The Taliban have not been officially recognized by any other world government, and foreign aid has been cut off or severely scaled back. This plunged the country into an “unprecedented humanitarian crisis with a serious risk of systemic collapse and human catastrophe” as half its population – women and girls – are shut out from public life, according to the U.N.
GLOBAL/REGIONAL
Saving the world’s most food-insecure zone
As South Asia grapples with a so-called “new climate normal” that could affect its food security, agribusiness and industry leaders are now demanding urgent action in the region by ensuring climate-smart food systems to insulate it from the impacts of climate change.
During the annual Sustainasummit led by the Soybean Export Council (USSEC) in Dubai on Feb. 15, experts stressed the need for smart conservation initiatives, sustainable agricultural practices, and climate-resilient practices in food cultivation, production, distribution, and consumption to protect the region’s food security especially amid a growing population and rising temperatures.
“The production of 15 commodities like palm oil, soy and beef production is significantly impacted by biodiversity, water, and climate. So we need to have smart and sustainable production systems in agriculture and industry,” said Hammad Naqi Khan, chief executive officer for World Wide Fund for Nature–Pakistan.
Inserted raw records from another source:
PR #625, opened 2018-12-04
Set CI environment to UTF-8

dberzano:


dberzano:
@Barthelemy fyi...

ktf:
Seriously? :-)

dberzano:
Oh yes. This surprised me. Here's a nice reproducer:

```python
# encoding: utf-8
from __future__ import unicode_literals
import os
import shutil
os.mkdir('temp')
with open('temp/привет.html'.encode('utf-8'), 'w'):
    pass
print(os.listdir(b'temp')[0])
shutil.rmtree('temp')
```

Call it `blah.py`. With Python 3, no problem at all (of course). With Python 2, the following will fail:

```bash
LC_ALL="C" python2 blah.py
```

and the following will work:

```bash
LC_ALL="en_US.UTF-8" python2 blah.py
```

PR #631, opened 2019-01-25
Generate RPMs for aliECS GUI

awegrzyn:


awegrzyn:
@dberzano

dberzano:
@awegrzyn note that there is a filter in the publisher that ignores packages produced more than 7 days ago for performance reasons. You may want to retag and rebuild the package to trigger all RPM generations from now on.

PR #633, opened 2019-02-07
Run guntest on macOS tests for AliRoot

dberzano:


dberzano:
@pzhristov fyi. This is in production since a while, but was never committed.

PR #651, opened 2019-05-08
Publish GEANT4 required by ALIROOT-8253

ktf:


ktf:
@dberzano can you please cross check?

PR #652, opened 2019-05-11
Fix to avoid duplicate logs.

aphecetche:
As far as I can tell all the text logs available from the PR checks (in ali-ci.cern.ch/repo/logs/AliceO2Group/AliceO2 at least) are duplicated (because of "latest" links).
This should fix it.

### DIFF
--- a/report-pr-errors
+++ b/report-pr-errors
@@ -116,7 +116,7 @@ class Logs(object):
             globbed.extend(glob(sp))
 
         suffix = ("latest" + "-" + self.develPrefix).strip("-")
-        logs = { x for x in globbed if dirname(x).endswith(suffix) }
+        logs = {x for x in globbed if dirname(x).endswith(suffix)}
 
         print("Found:\n%s" % "\n".join(logs), file=sys.stderr)
         self.logs = logs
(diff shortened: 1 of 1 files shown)


aphecetche:
well, my python is pretty young, but I thought this was a set comprehension and thus was working not by accident ? But, ok, I'm not 100% at ease with generator and comprehension(s) (French pun might be intended ...)
Are you positively sure it's wrong ?

ktf:
@aphecetche you are right:

```python
>>> type({x for x in [1]})
<class 'set'>
type({x:1 for x in [1]})
>>> type({x:1 for x in [1]})
<class 'dict'>
```

report-pr-errors
```diff
@@ -116,7 +116,7 @@ class Logs(object):
             globbed.extend(glob(sp))
 
         suffix = ("latest" + "-" + self.develPrefix).strip("-")
-        logs = [x for x in globbed if dirname(x).endswith(suffix)]
+        logs = { x for x in globbed if dirname(x).endswith(suffix) }
```
ktf: why the extra spaces?

aphecetche: A collateral damage of an unwanted removal of a virtualenv that contained my python formatter ;-)  Now fixed.

PR #658, opened 2019-06-28
Publish `NEXT_ALIEN` releases for JAlien commissioning

ktf:


ktf:
@atlantic777 @MichaelLettrich

ktf:
Given if I understand correctly this will not be tested until monday at this point, any objections to postpone it to then?

Atlantic777:
@ktf in fact, I believe we can test it before Monday (@mgheata). Any chance to get this today?

PR #668, opened 2019-08-05
publish Readout RPMs

sy-c:


dberzano:
Hold on, let me verify whether we really want to produce RPMs for _all_ builds of Readout, this may diverge quickly.

sy-c:
Indeed, I have not taken into account such subtlety ! What I would like is just that when there is a Jenkins job triggered manually for PACKAGE_NAME=Readout I get the corresponding RPM(s) for the version(s) as defined in OVERRIDE_TAGS

dberzano:
I have commented on Jira :-)

PR #673, opened 2019-08-10
mesos-dns-lookup: improve reliability

ktf:
* Error handling in case of bad arguments.
* Provide sensible defaults for MESOS_DNS variable.
* In case we find no result with the web API, return the provided
  argument as fallback as the local DNS might still provide a viable
  answer (e.g. if a local caching dnsmasq is provided).


ktf:
After discussing with @pzhristov we merge this and we will take care of any fallout which might result from it separately.

PR #674, opened 2019-08-10
Use actual hostnames rather than IPs

ktf:


ktf:
@dberzano could you remind me why you needed the actual IPs and not the hostnames?
@MichaelLettrich FYI.

ktf:
After discussing with @pzhristov we decided to merge this and eventually take care of the issue deriving from it (e.g. where CERN DNS is not available) separately.

PR #814, opened 2024-06-26
fix: test file upload on develop

tipusinghaw:
#### What
- Added logger to check file upload flow


GHkrishna (approved):
LG,
Will be reverted once tested

PR #822, opened 2024-07-02
fix: create organisation changes and added geo-location attribute in response.

ganeshawle25:
### What ###

- Added geo-location attribute in create-organisation-dto class.
- Select those attributes in create organisation response and in user-profile response.

### Why ###

- Need to store while creating organisation.


shitrerohit (approved):

pranalidhanavade (approved):
LG

bhavanakarwade (approved):

PR #823, opened 2024-07-02
fix: send email verification issue

bhavanakarwade:
### What?
- Resolved below issue:
When an error occurs while sending the verification email and the same issue persists upon retrying, the response states that the verification email has already been sent.

### Why?
- To prevent incorrect state and misleading error messages


tipusinghaw (approved):

GHkrishna (approved):
LG

PR #824, opened 2024-07-03
refactor: bulk issuance template list response changes

tipusinghaw:
#### What
- Removed logic to check schema already exists for W3C
- Changed template list response
- Added validation for empty attribute


GHkrishna:
Why are we removing logic for checking if schema exists for w3c?

GHkrishna (approved):

PR #837, opened 2024-07-11
fix: parameter and response related bugs

bhavanakarwade:
### What?
- Worked on automation board bugs

1. https://github.com/credebl/automation-test-suite/issues/410
2. https://github.com/credebl/automation-test-suite/issues/411
3. https://github.com/credebl/automation-test-suite/issues/413
4. https://github.com/credebl/automation-test-suite/issues/409

- Resolved create organization issue (while creating an organization if orgname is ORG, then  the incorrect validations are applied)
- Resolved pagination issue for the GET file-data API


libs/common/src/common.utils.ts
```diff
@@ -7,17 +7,19 @@ export function paginator<T>(
   current_page: number,
   items_per_page: number
 ) {
-  const page = current_page || 1,
-    per_page = items_per_page || 10,
-    offset = (page - 1) * per_page,
-    paginatedItems = items.slice(offset).slice(0, items_per_page),
-    total_pages = Math.ceil(items.length / per_page);
+  const page: number = Number(current_page) || 1;
```
GHkrishna, line 10:
```suggestion
  const page = current_page || 1;
```
won't this work too? because current_page is already set as a number above?

libs/common/src/common.utils.ts
```diff
@@ -7,17 +7,19 @@ export function paginator<T>(
...
+  const per_page: number = Number(items_per_page) || 10;
```
GHkrishna, line 11: similar to above

GHkrishna (approved):
LGTM

libs/common/src/common.utils.ts
bhavanakarwade: This is used to avoid string concatanation

libs/common/src/common.utils.ts
bhavanakarwade: This is used to avoid string concatanation

PR #840, opened 2024-07-11
fix: imageurl issue for verification process

bhavanakarwade:
### What?
- Resolved imageUrl issue for verification method


pallavighule (approved):
LGTM

PR #851, opened 2024-07-17
feat: added holder role guard

KulkarniShashank:
### What ###

- Added validation for the organization role guard and user access guard.
- Updated the user decorator for user roles.

### Why ###

- To ensure that only users with the appropriate roles and permissions can access certain functionalities.
- To enhance the security and integrity of the application by enforcing role-based access control.

### How ###

- Implemented new validation logic for the organization role guard.
- Added checks for user access guard to ensure proper user validation.
- Modified the user decorator to handle user roles more effectively.

### DIFF
--- a/apps/api-gateway/src/user/dto/add-user.dto.ts
+++ b/apps/api-gateway/src/user/dto/add-user.dto.ts
@@ -38,7 +38,7 @@ export class AddUserDetailsDto {
 
     @ApiPropertyOptional({ example: false })
     @IsOptional()
-    @IsBoolean({ message: 'holder should be boolean' })
+    @IsBoolean({ message: 'isHolder should be boolean' })
     isHolder?: boolean;
 }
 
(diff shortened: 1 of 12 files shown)


apps/api-gateway/src/user/dto/add-user.dto.ts
```diff
@@ -35,6 +35,11 @@ export class AddUserDetailsDto {
     @IsOptional()
     @IsBoolean({ message: 'isPasskey should be boolean' })
     isPasskey?: boolean;
+
+    @ApiPropertyOptional({ example: false })
+    @IsOptional()
+    @IsBoolean({ message: 'holder should be boolean' })
```
tipusinghaw, line 41:
```suggestion
    @IsBoolean({ message: 'isHolder should be boolean' })
```

tipusinghaw (approved):

PR #858, opened 2024-07-18
feat: configure cloud base wallet

KulkarniShashank:
### What ###
Implement an API for configuring a cloud-based wallet.

### Why ###
This feature enables admin to securely manage and store their wallets stored in the database

### How ###
Create API for base wallet configure and manage in `cloud_wallet_user_info` table


tipusinghaw (approved):
LGTM

PR #1187, opened 2025-04-22
[updated] Add resend verification email functionality with retry limit

harshitghagre:


apps/verification/src/verification.service.ts
GHkrishna, line 1: As per the description we wanted to update the existing `send-verification-link` API. 
So this is not the correct place for the changes, please have a look at the appropriate API.

Let me know if you have any doubts

GHkrishna (changes requested):

GHkrishna:
Seems like the requirements were misunderstood for the issue. Closing the PR for now, you can raise a fresh PR with appropriate changes

PR #1190, opened 2025-04-22
fix: Update GET proof record endpoint to return 404 for non-existing records

amrrdev:
Issue Fixed:
I addressed the error handling in the proof record retrieval endpoint where it was returning a 500 status code for non-existing records. The issue was in the verification service's error handling logic.

Changes Made:
1. Modified error handling in verification.service.ts for the getProofPresentationById method
2. Updated the error detection to properly identify "record not found" cases
3. Implemented proper 404 response using NestJS's NotFoundException
4. Maintained the original error message for clarity

Before:
- API returned 500 status code with a generic error
- Error structure was inconsistent with API standards
- Generic "Something went wrong!" message wasn't helpful

After:
- API now returns 404 status code for non-existing records
- Clear error message indicates the specific proofId that wasn't found
- Consistent error structure throughout the API
- Better error handling helps client applications handle missing records appropriately

This change improves the API's error handling consistency and provides better feedback for client applications trying to access non-existing proof records.

### DIFF
--- a/apps/verification/src/verification.service.ts
+++ b/apps/verification/src/verification.service.ts
@@ -187,17 +187,13 @@ export class VerificationService {
       return getProofPresentationById?.response;
     } catch (error) {
       this.logger.error(`[getProofPresentationById] - error in get proof presentation by proofId : ${JSON.stringify(error)}`);
-      const errorStack = error?.response?.error?.reason;
+      const errorMessage = error?.response?.error?.reason || error?.message;
 
-      if (errorStack) {
-        throw new RpcException({
-          message: ResponseMessages.verification.error.proofNotFound,
-          statusCode: error?.response?.status,
-          error: errorStack
-        });
-      } else {
-        throw new RpcException(error.response ? error.response : error);
+      if (errorMessage?.includes('not found')) {
+        throw new NotFoundException(errorMessage);
       }
+
+      throw new RpcException(error.response ? error.response : error);
     }
   }
 


apps/verification/src/verification.service.ts
```diff
@@ -187,17 +187,15 @@ export class VerificationService {
...
-      if (errorStack) {
-        throw new RpcException({
-          message: ResponseMessages.verification.error.proofNotFound,
-          statusCode: error?.response?.status,
-          error: errorStack
-        });
-      } else {
-        throw new RpcException(error.response ? error.response : error);
+      // Handle "record not found" error with 404
+      if (errorMessage?.includes('record with id') && errorMessage?.includes('not found')) {
```
GHkrishna, line 193: I suppose we would also need to handle errors with `error?.response?.error?.reason` which might have error others than we have added conditions for which might not be directly available under `err.response`

GHkrishna (changes requested):

apps/verification/src/verification.service.ts
amrrdev: Hi! Thanks a lot for the feedback.
I’ve updated the logic based on your notes. Here's what I’m currently doing:

1. **If the error clearly indicates a "record not found"**, I return a `NotFoundException`:
```ts
if (errorMessage?.includes('record with id') && errorMessage?.includes('not found')) {
  throw new NotFoundException({
    statusCode: 404,
    message: errorMessage,
    error: 'Not found',
  });
}
```

2. **If the error has a structured shape**, I return it as an `RpcException`:
```ts
if (error?.response) {
  throw new RpcException({
    statusCode: error.response.status || 500,
    message: errorMessage || 'Internal server error',
    error: error.response.error || 'Internal error'
  });
}
```

3. **If the error doesn't follow a known structure**, I fall back to a generic `RpcException`:
```ts
throw new RpcException({
  statusCode: 500,
  message: 'Something went wrong!',
  error: errorMessage || 'Unknown error'
});
```
```suggestion
      if (errorMessage?.includes('record with id') && errorMessage?.includes('not found')) {
```
Let me know if this direction looks better or if you'd like me to change how the fallback is handled.

GHkrishna: This seems almost right, however, in either of the conditions, we don't want to ignore messages from error if it has `error.response` but doesn't have error.response.status.
Similar, to the previous implementation:
```ts
throw new RpcException(error.response ? error.response : error);
```

amrrdev: I've updated the error handling logic based on your note. Here's what I'm doing now:

- I'm extracting the `errorMessage` like this:
```ts
const errorMessage = error?.response?.error?.reason || error?.message;
```
This ensures we capture a meaningful message even if `error.response` exists but doesn't include a structured `error.reason`.

- If the message indicates "record not found", I return a `NotFoundException`:
```ts
if (errorMessage?.includes('record with id') && errorMessage?.includes('not found')) {
  throw new NotFoundException({
    statusCode: 404,
    message: errorMessage,
    error: 'Not found'
  });
}
```

- For all other cases, I preserve the original structure:
```ts
throw new RpcException(error.response ? error.response : error);
```

Let me know if this looks aligned with what you had in mind, or if you'd like any further adjustments

bhavanakarwade: Okay this seems alright to me, we can handle it that way

amrrdev: Hi @GHkrishna and @bhavanakarwade ,

I’ve committed the changes with the updated error handling. Let me know if anything else is needed!

Thanks!

apps/verification/src/verification.service.ts
```diff
@@ -187,17 +187,17 @@ export class VerificationService {
...
-        throw new RpcException({
-          message: ResponseMessages.verification.error.proofNotFound,
-          statusCode: error?.response?.status,
-          error: errorStack
+      if (errorMessage?.includes('record with id') && errorMessage?.includes('not found')) {
+        throw new NotFoundException({
+          statusCode: 404,
+          message: errorMessage,
+          error: 'Not found'
         });
```
GHkrishna, line 197:
```suggestion
        throw new NotFoundException(errorMessage);
```

I think this should be enough as the status code is handled internally

apps/verification/src/verification.service.ts
```diff
@@ -217,7 +217,16 @@ export class VerificationService {
...
-      this.logger.error(`[_getProofPresentationById] - error in get proof presentation by id : ${JSON.stringify(error)}`);
+      this.logger.error(
+        `[_getProofPresentationById] - error in get proof presentation by id : ${JSON.stringify(error)}`
+      );
+      const errorMessage = error?.response?.error?.reason;
+      
+      // Check if error is a "record not found" error
+      if (errorMessage?.includes('record with id') && errorMessage?.includes('not found')) {
+        throw new NotFoundException(errorMessage);
+      }
```
GHkrishna, line 228: I think this is duplication, since we are already checking for a not found exception above, where the function is being called. So I suppose we can either have it here or in `getProofPresentationById`

GHkrishna (changes requested):
Looks good to me just requesting some minor changes

apps/verification/src/verification.service.ts
amrrdev: Thanks for pointing that out; I’ve updated it accordingly

apps/verification/src/verification.service.ts
```diff
@@ -187,17 +187,13 @@ export class VerificationService {
...
 
-      if (errorStack) {
-        throw new RpcException({
-          message: ResponseMessages.verification.error.proofNotFound,
-          statusCode: error?.response?.status,
-          error: errorStack
-        });
-      } else {
-        throw new RpcException(error.response ? error.response : error);
+      if (errorMessage?.includes('record with id') && errorMessage?.includes('not found')) {
```
GHkrishna, line 192: Just a minor change I suppose we can just check for 'not found`. @bhavanakarwade Can you please confirm this once.

bhavanakarwade: Yes @GHkrishna , that’s correct. With this condition, we’re specifically handling the 'not found' case. @amrrdev, could you check if it's sufficient to just check for 'not found' instead of looking for 'record with id' in the error?

amrrdev: I've simplified the error handling to only check for 'not found' as suggested. The updated condition is now more generic and will catch all "not found" scenarios. Let me know if you'd like me to make any other adjustments.

GHkrishna (approved):
Thank for the contribution and for your patience @amrrdev

GHkrishna:
Some of your commits don't seem to be verified, can you please check them once?

amrrdev:
@GHkrishna, I have verified the commit.

GHkrishna:
That's great, thank you for your contribution!

bhavanakarwade:
@amrrdev, Thank you for your patience and contribution.

PR #1200, opened 2025-04-25
feat: Validations for organization and template ledgerId in all issuance methods

bhavanakarwade:
### What?
- Added validations to verify the provided organization and template ledgerId during credential issuance via connection, email, and out-of-band (OOB) methods.


GHkrishna:
This is a temporary fix and will be further fix with the issue #1201

PR #1245, opened 2025-05-13
fix: handle invalid orgID with proper 400 error

### LINKED ISSUE #1220: indy

kirti763:
This PR fixes an issue where a space before an invalid `orgId` in the `GET /v1/webhooks/orgs/webhookurl` API was causing a 500 Internal Server Error.

# Fix

- The `orgId` is now trimmed using the `@Transform` decorator.
- Validation added using `@IsNotEmpty` and `@IsString` to return a 400 Bad Request if `orgId` is missing or invalid.

- Fixes #1220

### DIFF
--- a/apps/api-gateway/src/webhook/dtos/get-webhoook-dto.ts
+++ b/apps/api-gateway/src/webhook/dtos/get-webhoook-dto.ts
@@ -6,11 +6,11 @@ import { trim } from '@credebl/common/cast.helper';
 @ApiExtraModels()
 export class GetWebhookDto {
 
-    @ApiPropertyOptional({example: '2a041d6e-d24c-4ed9-b011-1cfc371a8b8e'})
-    @IsOptional()
+    @ApiProperty({example: '2a041d6e-d24c-4ed9-b011-1cfc371a8b8e'})
     @Transform(({ value }) => trim(value))
+    @IsNotEmpty({ message: 'Please provide the valid orgID' })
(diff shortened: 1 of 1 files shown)


apps/api-gateway/src/webhook/dtos/get-webhoook-dto.ts
```diff
@@ -6,11 +6,11 @@ import { trim } from '@credebl/common/cast.helper';
...
 export class GetWebhookDto {
 
-    @ApiPropertyOptional({example: '2a041d6e-d24c-4ed9-b011-1cfc371a8b8e'})
-    @IsOptional()
+    @ApiProperty({example: '2a041d6e-d24c-4ed9-b011-1cfc371a8b8e'})
     @Transform(({ value }) => trim(value))
+    @IsNotEmpty({ message: 'Please provide the valid orgID' })
     @IsString({ message: 'Organization id must be in string format.' })
-    orgId?: string;
+    orgId: string;
```
GHkrishna, line 13: I think we should still try keeping the value optional as it is. Ideally this should be causing an issue.

platform
```diff
@@ -0,0 +1 @@
+Subproject commit ea4d5f56abc1e7aff64ab7e9d643d2fa19beac6e
```
GHkrishna, line 1: Not sure, what this file is all about. We probably might want to get rid of it

GHkrishna (changes requested):

PR #1247, opened 2025-05-14
requestId-spaces-removed

SEEDART007:
Used trim() function to remove any spaces in front or back of the requestId.


bhavanakarwade:
Hello @SEEDART007,
Thank you for your interest.
We will review your PR, And let you know.

apps/api-gateway/src/issuance/issuance.controller.ts
```diff
@@ -445,7 +445,9 @@ export class IssuanceController {
     @Query() previewFileDetails: PreviewFileDetails,
     @Res() res: Response
   ): Promise<Response> {
-    const { requestId } = query;
+    let { requestId } = query;
+    requestId = requestId.trim();
```
ankita-p17, line 449: There is an interceptor in CREDEBL platform, can you please check if that helps in trim operation.

ankita-p17 (changes requested):

apps/api-gateway/src/issuance/issuance.controller.ts
GHkrishna: We also have a `validation pipe` for `req params` and `query params`

PR #1395, opened 2025-08-20
fix: Save schemaId during connection, email, and bulk issuance

sujitaw:
# What 

- Added fix for connection , email and bulk issuance to save schema id during issuance


apps/issuance/src/issuance.service.ts
```diff
@@ -281,6 +281,18 @@ export class IssuanceService {
 
       if (allSuccessful) {
         finalStatusCode = HttpStatus.CREATED;
+        const context = payload?.credentialData[0]?.credential?.['@context'] as string[];
+
+        if (Array.isArray(context) && context.includes(CommonConstants.W3C_SCHEMA_URL)) {
+          const filterData = context.filter((item) => CommonConstants.W3C_SCHEMA_URL !== item);
+          const [schemaId] = filterData;
+          results.forEach((val) => {
```
shitrerohit, line 289: Please do not provide val as a variable name

PR #1397, opened 2025-08-24
fix: Updated did details in organization by id api

sujitaw:
# What

- Added did created time and last updated on time to API response of organization details.

### DIFF
--- a/apps/organization/interfaces/organization.interface.ts
+++ b/apps/organization/interfaces/organization.interface.ts
@@ -54,7 +54,13 @@ export interface IGetOrgById {
   website: string;
   publicProfile: boolean;
   schema: ISchema[];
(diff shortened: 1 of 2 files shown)


apps/organization/interfaces/organization.interface.ts
```diff
@@ -54,9 +54,15 @@ export interface IGetOrgById {
   website: string;
   publicProfile: boolean;
   schema: ISchema[];
+  didDetails?: IDidCreationData;
   org_agents: IOrgAgents[];
 }
 
+interface IDidCreationData {
```
RinkalBhojani, line 61: I dont think it makes sense to create interface with just the dates and named as IDidCreationData. It may have more details

PR #1402, opened 2025-08-25
Fix: create account with large token size

shitrerohit:
## What?
Modification in account and session table
modification in jwt strategy for handling token expiration

### DIFF
--- a/apps/user/repositories/user.repository.ts
+++ b/apps/user/repositories/user.repository.ts
@@ -681,6 +681,7 @@ export class UserRepository {
       const { sessionToken, userId, expires, refreshToken, accountId, sessionType } = tokenDetails;
       const sessionResponse = await this.prisma.session.create({
         data: {
+          id: tokenDetails.id,
           sessionToken,
           expires,
           userId,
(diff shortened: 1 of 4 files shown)


apps/user/repositories/user.repository.ts
```diff
@@ -682,6 +681,7 @@ export class UserRepository {
       const { sessionToken, userId, expires, refreshToken, accountId, sessionType } = tokenDetails;
       const sessionResponse = await this.prisma.session.create({
         data: {
+          id: tokenDetails.id,
```
tipusinghaw, line 684: We are already destructured `tokenDetails` we can pull out `id` from it.

apps/user/src/user.service.ts
```diff
@@ -475,8 +473,10 @@ export class UserService {
       } else {
         const decryptedPassword = await this.commonService.decryptPassword(password);
         const tokenDetails = await this.generateToken(email.toLowerCase(), decryptedPassword, userData);
-
+        // eslint-disable-next-line @typescript-eslint/no-explicit-any
+        const decodedToken: any = jwt.decode(tokenDetails?.access_token);
```
tipusinghaw, line 477: We can use the type (need to check) jwt.JwtPayload for `decodedToken`

tipusinghaw (approved):

PR #1505, opened 2025-11-04
feat: debug logs

GHkrishna:
## What
- Add debug logs

### DIFF
--- a/apps/oid4vc-verification/src/oid4vc-verification.service.ts
+++ b/apps/oid4vc-verification/src/oid4vc-verification.service.ts
@@ -415,28 +415,4 @@ export class Oid4vpVerificationService extends BaseService {
       throw error;
     }
   }
-
-  // Can have an alternate function, like below
-  /**
-   * async natsCall(pattern: object, payload: object): Promise<{ response: string }> {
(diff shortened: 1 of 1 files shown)


apps/oid4vc-verification/src/oid4vc-verification.service.ts
```diff
@@ -370,4 +421,28 @@ export class Oid4vpVerificationService {
       throw error;
     }
   }
+
+  // Can have an alternate function, like below
```
ajile-in: This commented function may be removed.

apps/oid4vc-verification/src/oid4vc-verification.service.ts
```diff
@@ -28,6 +28,7 @@ import { VerificationSessionQuery } from '../interfaces/oid4vp-verifier.interfac
 import { RequestSignerMethod } from '@credebl/enum/enum';
 
 @Injectable()
+// TODO: Can extend base service, that way the Logger would appear from it
 export class Oid4vpVerificationService {
   private readonly logger = new Logger('IssueCredentialService');
```
RinkalBhojani: Correct this service name in creating logger instance

PR #1556, opened 2026-02-04
refactor: GET all ecosystems API to support orgId as optional query param.

pranalidhanavade:
### What

- Refactored get all ecosystems API to support orgId as optional query param. Added support to fetch ecosystem by ecosystem member, ecosystem lead.
- Removed `IS_ECOSYSTEM_ENABLED` .env variable dependency from user and organization service.

## Summary by CodeRabbit

* **New Features**
  * Optional organization ID filter for ecosystem listings.

* **Bug Fixes / Validation**
  * Stricter UUID/orgId validation and unified bad-request messages across endpoints.
  * Expanded role coverage for ecosystem actions and refined invitation/status handling.
  * Added several user/org-related error messages (e.g., user not found, already accepted).

* **API Changes**
  * Creating an ecosystem now requires name, description, userId and orgId; several ecosystem fields made nullable; user profile email is now required.

* **Chores**
  * Removed legacy static configuration data file.

### DIFF
--- a/apps/ecosystem/src/ecosystem.service.ts
+++ b/apps/ecosystem/src/ecosystem.service.ts
@@ -239,7 +239,11 @@ export class EcosystemService {
 
       const userEmail = user.email;
 
-      const checkUser = await this.ecosystemRepository.getEcosystemInvitationsByEmail(userEmail || '', ecosystemId, orgId);
+      const checkUser = await this.ecosystemRepository.getEcosystemInvitationsByEmail(
+        userEmail || '',
+        ecosystemId,
+        orgId
+      );
 
       if (checkUser && Invitation.REJECTED === checkUser.status && ecosystemId === checkUser.ecosystemId) {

Their calls follow a recent study by the U.N.’s Food and Agriculture Organization (FAO) which found that South Asia – composed of Afghanistan, Bangladesh, Bhutan, India, Maldives, Nepal, Pakistan, and Sri Lanka – is currently the world’s most food-insecure zone, with over 1.4 billion people unable to afford even cheap food.
Country | Percentage of people who can’t afford a healthy diet, 2021 |
Bhutan | 45.2% |
India | 74.1% |
Maldives | 1.2% |
Nepal | 76.4% |
Pakistan | 82.8% |
Sri Lanka | 55.5% |
Source: Food and Agriculture Organization, 2023
As one of the world’s most populated regions, South Asia is especially vulnerable to the impacts of climate change as droughts and floods hit the region more frequently. This is on top of the multiple crises affecting the region, including the Taliban takeover in Afghanistan; an ongoing extremist conflict in Pakistan; and rising right-wing authoritarianism in India, Bangladesh and Sri Lanka.
As such, its governments, environmental groups and even international bodies like the U.N. have been ramping up efforts on climate-resilient food systems in the region. For example, nonprofit organization International Maize and Wheat Improvement Center recently developed heat-resistant maize hybrids for South Asia.
The World Bank has also provided funding for the region’s Indigenous peoples, seen as important environmental stewards, to promote and preserve their green practices.